Ansible Role freeipa_client¶
This role installs and configures FreeIPA as a client.
Mandatory Requirements¶
Install the ansible-freeipa Ansible Collection on the Ansible control node. This can be done by calling
ansible-galaxy collection install freeipa.ansible_freeipa.
Optional Role Variables¶
freeipa_client__create_home_dir
Defines if PAM will be configured to create a users home directory if it does not exist.
Type: Bool.
Default:
true
freeipa_client__ipa_admin_user
The IPA admin user / Kerberos admin principal.
Type: Dictionary.
Default:
freeipa_client__ipa_admin_user:
username: 'admin'
password: '{{ freeipa_server__ipa_admin_password }}'
Subkeys:
username:Optional. The admin username.
Type: String.
Default:
'admin'
password:Optional. The admin password.
Type: String.
Default:
'{{ freeipa_server__ipa_admin_password }}'
Example:
# optional
freeipa_client__create_home_dir: true
freeipa_client__ipa_admin_user:
username: 'admin'
password: 'linuxfabrik'
Troubleshooting¶
Q: msg: Unable to discover domain, not provided on command line
A: Check your DNS server configuration - IN SOA and IN NS options, as well as a correct _ldap._tcp IN SRV 10 10 389 freeipa-server.example.com. in your forward zone.
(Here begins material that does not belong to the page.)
PR #186, opened 2021-02-09
BOM-2344 : OEP-18 and make upgrade

mzulqarnain1:
Relevant JIRA: https://openedx.atlassian.net/browse/BOM-2344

Q: Joining realm failed: JSON-RPC call failed: Couldn't connect to server
A: Check firewall settings, perhaps a port like LDAP or HTTPS is blocked.
Q: msg: krb5.keytab missing! Retry with ipaclient_force_join=yes to generate a new one
A: Re-join an unprovisioned host: ansible-playbook ... --extra-vars='ipaclient_force_join=true'
Q: IPA client already installed with a conflicting domain
A: Follow Manually Unconfiguring Client Machines
Q: Kerberos authentication failed: kinit: Cannot read password while getting initial credentials
A: Check that your admin credentials have not expired by logging into the FreeIPA Web GUI.